(Dataset entries)
Issue #660, opened 2025-11-18
serveSSE fails to propagate headers and session ID


naji247:
**Describe the bug**
The SSE transport in MCP does not pass session ID, authentication info, or request headers through to MCP message handlers, while the StreamableHTTP transport does. This creates feature parity issues between the two transport methods and prevents SSE-based MCP connections from accessing critical request context like authentication tokens and custom headers.

**To Reproduce**

  1. Set up an MCP Agent using SSE transport with McpAgent.serveSSE() or McpAgent.serve() with transport: "sse"
  2. Add authentication middleware that sets request.auth with user credentials
  3. Connect to the agent using an MCP client (e.g., MCP Inspector) over SSE
  4. Observe that MessageExtraInfo received in the MCP server handlers is undefined, lacking:
    - Session ID
    - Authentication info (authInfo)
    - Request headers (requestInfo.headers)
   
**Expected behavior**
SSE transport should have feature parity with StreamableHTTP transport. When MCP messages are received over SSE, the handlers should receive:
  - Session ID for tracking connections across requests
  - Authentication info from middleware (if present)
  - Request headers for accessing custom headers, authorization tokens, etc.

This data should be passed via the MessageExtraInfo parameter, matching the StreamableHTTP implementation.

**Screenshots**
EXPECTED (via StreamableHTTP)

<img width="560" height="366" alt="Image" src="https://github.com/user-attachments/assets/39c4fb0a-57e2-483a-b0b7-5012676aa5f6" />

ACTUAL (via SSE)

<img width="589" height="322" alt="Image" src="https://github.com/user-attachments/assets/8e67cc65-f11e-4f31-8b04-3b8ca084dc6e" />

**Version:**
agents@0.2.23

**Additional context**
This issue is important to our team at [MCPcat](https://mcpcat.io) as we're helping Cloudflare Agents users maintain session tracking via Durable objects in Cloudflare workers.

PR #661, opened 2025-11-18
Fix: Add Session ID and Header Support to SSE Transport (#660)

naji247:
# Overview
This is a PR to fix issue #660. The SSE transport in MCP was missing critical request context that StreamableHTTP transport already provided. When using SSE, MCP servers couldn't access:
- Session IDs for connection tracking
- Authentication information from middleware
- Request headers for custom metadata or authorization

This created a feature gap between the two transports, limiting SSE-based implementations. Even though SSE is technically deprecated, our analysis of major companies with MCP servers shows that many are still dependent on SSE. To disable SSE support for their users would require all of them to update their MCP JSON configs (which is quite a hassle). 

This PR brings full feature parity to the SSE transport in the following ways:

1. Session ID Support

- Updated McpSSETransport to accept and store session IDs
- Modified transport initialization to pass session ID from the agent name

2. Authentication & Header Forwarding

- Created buildMessageExtraInfo() helper to construct MessageExtraInfo with auth and headers
- Updated onSSEMcpMessage() to accept and forward authentication context
- Modified SSE handler in utils.ts to extract and pass request metadata

# Key Changes
- McpSSETransport: Now accepts optional sessionId in constructor
- onSSEMcpMessage: Accepts extraInfo parameter with headers and auth
- buildMessageExtraInfo: New helper that filters internal headers and builds proper context
- Type definitions: Added RequestWithAuth type for cleaner code

# Testing
I added a few tests to the existing SSE based test file. The build passes successfully and the changes have been validated to ensure:
- Session IDs are properly transmitted
- Authentication info from middleware is accessible
- Request headers are forwarded correctly
- Internal transport headers are filtered out

### DIFF
--- a/packages/agents/src/tests/mcp/transports/streamable-http.test.ts
+++ b/packages/agents/src/tests/mcp/transports/streamable-http.test.ts
@@ -636,7 +636,9 @@ describe("Streamable HTTP Transport", () => {
 
       // Extract the echoed request info
       const result = parsed.result as CallToolResult;
-      const contentText = result.content?.[0]?.text;
+      const firstContent = result.content?.[0];
+      const contentText =
+        firstContent?.type === "text" ? firstContent.text : undefined;
       const echoedData = JSON.parse(
         typeof contentText === "string" ? contentText : "{}"
       );


naji247:
> this looks good to me, but I'll let @deathbyknowledge have a look before we land it since he'd touched this part of the code

Thank you @threepointone ! Please let us know if you want any modifications. I tried to keep it similar to how Streamable HTTP was implemented.

packages/agents/src/tests/mcp/transports/streamable-http.test.ts
```diff
@@ -583,4 +583,104 @@ describe("Streamable HTTP Transport", () => {
...
+          "Content-Type": "application/json",
+          "mcp-session-id": sessionId,
+          "x-user-id": "test-user-123",
+          "x-request-id": "req-456",
+          "x-custom-header": "custom-value"
+        },
+        method: "POST"
+      });
+
+      // Spy on the transport to capture the extraInfo
```
deathbyknowledge: Doesn't seem like this is testing anything new here. What am I missing?

packages/agents/src/tests/mcp/transports/streamable-http.test.ts
```diff
@@ -583,4 +583,104 @@ describe("Streamable HTTP Transport", () => {
...
+      const response = await worker.fetch(request, env, ctx);
+
+      expect(response.status).toBe(200);
+
+      // The test verifies that internal headers (cf-mcp-method, cf-mcp-message, upgrade)
+      // are filtered out before being passed to the MCP server
+      // Only custom headers like x-custom-header should be preserved in requestInfo.headers
+      const sseText = await readSSEEvent(response);
+      const result = parseSSEData(sseText);
+      expectValidToolsList(result);
```
deathbyknowledge: On a closer look it seems like the 3 tests are doing the same. They are either adding custom headers to the request or setting an `auth` property.
Then the test checks that the request was successful and that the tool list is correct but there are no assertions relevant to either the custom headers or the `auth` field.

One thing that can be done is update the MCP behind the worker to do/return differently in these scenarios.

packages/agents/src/mcp/index.ts
```diff
@@ -188,14 +215,20 @@ export abstract class McpAgent<
...
+    extraInfo?: { headers: Record<string, string>; auth?: AuthInfo }
   ): Promise<Error | null> {
     // Since we address the DO via both the protocol and the session id,
     // this should never happen, but let's enforce it just in case
     if (this.getTransportType() !== "sse") {
       return new Error("Internal Server Error: Expected SSE transport");
     }
 
+    // Ensure transport is initialized before processing messages
+    if (!this._transport) {
```
deathbyknowledge: This should not be needed, `onStart` is called every time a request is routed and the DO is initialized. Were you facing issues with `this._transport` not being initialized?

packages/agents/src/mcp/index.ts
```diff
@@ -85,11 +89,34 @@ export abstract class McpAgent<
...
+  private buildMessageExtraInfo(extraInfo?: {
+    headers: Record<string, string>;
+    auth?: AuthInfo;
+  }): MessageExtraInfo | undefined {
+    if (!extraInfo) return;
+
+    const headers = { ...extraInfo.headers };
+
+    // Remove internal headers that are not part of the original request
+    delete headers["content-type"];
```
deathbyknowledge: These headers _are_ part of the original request, they should not be removed

packages/agents/src/mcp/index.ts
```diff
@@ -85,11 +89,34 @@ export abstract class McpAgent<
...
+  }
+
   /** Returns a new transport matching the type of the Agent. */
   private initTransport() {
     switch (this.getTransportType()) {
       case "sse": {
-        return new McpSSETransport(() => this.getWebSocket());
+        return new McpSSETransport(
+          () => this.getWebSocket(),
+          this.getSessionId()
```
deathbyknowledge: In the StreamableHTTP we use the pattern [here](https://github.com/cloudflare/agents/blob/main/packages/agents/src/mcp/transport.ts#L122-L128) to get this, so we can avoid drilling fields through the constructor.

packages/agents/src/mcp/utils.ts
```diff
@@ -682,7 +682,10 @@ export const createLegacySseHandler = (
       });
 
       const messageBody = await request.json();
-      const error = await agent.onSSEMcpMessage(sessionId, messageBody);
+      const error = await agent.onSSEMcpMessage(sessionId, messageBody, {
+        headers: Object.fromEntries(request.headers.entries()),
+        auth: (request as RequestWithAuth).auth
```
deathbyknowledge: Hmm this normally runs inside your Worker `fetch` handler, how did the request get the `auth` property?

packages/agents/src/mcp/index.ts
naji247: Sorry, I did this just to make sure it was properly initialized. I will remove this :)

packages/agents/src/mcp/index.ts
naji247: Sounds good. Will do 🫡 

Originally I was worried about breaking existing uses of this class, but it seems to be internal only and limited to this part of the codebase.

packages/agents/src/tests/mcp/transports/streamable-http.test.ts
naji247: I decided to create a tool in the `workers.ts` test utility that actually returns the requestInfo it receives to make it more thorough of a test.

packages/agents/src/mcp/utils.ts
naji247: You're right, for the purposes of the Cloudflare users we're aiding, we actually only needed the headers (and not `auth` explicitly) so our tests weren't covering the auth header. I added it in with the hopes of meeting parity with StreamableHTTP but I decided to instead reduce the scope of this PR to just include header and session management information.

naji247:
@deathbyknowledge I went ahead and updated the tests, reverted some of the changes I made to include auth information, and refactored the SSE constructor to use an `options` object paradigm.

packages/agents/src/mcp/index.ts
```diff
@@ -85,11 +88,32 @@ export abstract class McpAgent<
     return websockets[0];
   }
 
+  /** Build MessageExtraInfo from extracted headers and auth info */
+  private buildMessageExtraInfo(extraInfo?: {
```
deathbyknowledge: I think we can get rid of this and just pass the extra object to `onSSEMcpMessage` directly

packages/agents/src/mcp/utils.ts
```diff
@@ -682,7 +682,9 @@ export const createLegacySseHandler = (
       });
 
       const messageBody = await request.json();
-      const error = await agent.onSSEMcpMessage(sessionId, messageBody);
+      const error = await agent.onSSEMcpMessage(sessionId, messageBody, {
```
deathbyknowledge: If we remove `buildMessageExtraInfo` this can be:
```ts
      const headers =  Object.fromEntries(request.headers.entries());
      const error = await agent.onSSEMcpMessage(sessionId, messageBody, {
        requestInfo: { headers }
      });
```

packages/agents/src/mcp/transport.ts
```diff
@@ -15,17 +15,23 @@ import type { McpAgent } from ".";
...
   onclose?: () => void;
   onerror?: (error: Error) => void;
-  onmessage?: (message: JSONRPCMessage) => void;
+  onmessage?: (message: JSONRPCMessage, extra?: MessageExtraInfo) => void;
 
   private _getWebSocket: () => WebSocket | null;
   private _started = false;
-  constructor(getWebSocket: () => WebSocket | null) {
-    this._getWebSocket = getWebSocket;
+  constructor(options: McpSSETransportOptions) {
```
deathbyknowledge: Sorry I wasn't clear before, this is the pattern I was referring to.
```ts
constructor() {
    const { agent } = getCurrentAgent<McpAgent>();
    if (!agent)
      throw new Error("McpAgent was not found in Transport constructor");

    // Initialization is handled in `McpAgent.serveSSE()` and agents are addressed by sessionId,
    // so we'll always have this available.
    this.sessionId = agent.getSessionId();
    this._getWebSocket = () => agent.getWebSocket();
}
```

packages/agents/src/mcp/index.ts
```diff
@@ -85,11 +88,32 @@ export abstract class McpAgent<
...
+    };
+  }
+
   /** Returns a new transport matching the type of the Agent. */
   private initTransport() {
     switch (this.getTransportType()) {
       case "sse": {
-        return new McpSSETransport(() => this.getWebSocket());
+        return new McpSSETransport({
+          getWebSocket: () => this.getWebSocket(),
```
deathbyknowledge: None of the parameters here are needed after the changes mentioned in the transport constructor

deathbyknowledge (changes requested):
Looks good! There are a few nits and one type error breaking the CI but this should be ready to merge after those are addressed 👍

packages/agents/src/mcp/transport.ts
naji247: I thought you might have meant this :) Wasn't 100% sure. Let me know if it was fine to make the getWebSocket method public, as the example you gave sort of requires that.

naji247:
@deathbyknowledge refactored to use the `getCurrentAgent` utility and removed the less necessary buildExtra method like you asked! Also, I think all type checks are passing locally now too.

naji247:
Ah looks like the TS issue still exists... fixing now!

naji247:
@deathbyknowledge sorry to trouble you again, but do you think we can merge this in sometime this week? :)

packages/agents/src/mcp/utils.ts
```diff
@@ -682,7 +683,24 @@ export const createLegacySseHandler = (
       });
 
       const messageBody = await request.json();
-      const error = await agent.onSSEMcpMessage(sessionId, messageBody);
+
+      // Build MessageExtraInfo with filtered headers
+      const headers = Object.fromEntries(request.headers.entries());
+
+      // Remove internal headers that are not part of the original request
+      delete headers[MCP_HTTP_METHOD_HEADER];
```
deathbyknowledge: These `delete`s can be removed, they are only relevant in the `StreamableHTTP` transport.

naji247: Removed! 👍

naji247:
@deathbyknowledge should be good to go :)

deathbyknowledge:
CI is failing, seems like a silly type error. Can you check with `npm run check` please?

whoiskatrin:
> @deathbyknowledge should be good to go :)

@naji247, sorry to bug you, but type checks are failing

naji247:
Thanks @whoiskatrin I swear they passed locally :( fixed now I think

naji247:
Woo 🥳 they passed.

deathbyknowledge:
Merged O7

Assignment ▸
Print, please, the lines above from the very first through the one that holds "1. Set up an", both included, word for word and with nothing else.

Solution to the exercise ▸
Issue #660, opened 2025-11-18
serveSSE fails to propagate headers and session ID


naji247:
**Describe the bug**
The SSE transport in MCP does not pass session ID, authentication info, or request headers through to MCP message handlers, while the StreamableHTTP transport does. This creates feature parity issues between the two transport methods and prevents SSE-based MCP connections from accessing critical request context like authentication tokens and custom headers.

**To Reproduce**

  1. Set up an MCP Agent using SSE transport with McpAgent.serveSSE() or McpAgent.serve() with transport: "sse"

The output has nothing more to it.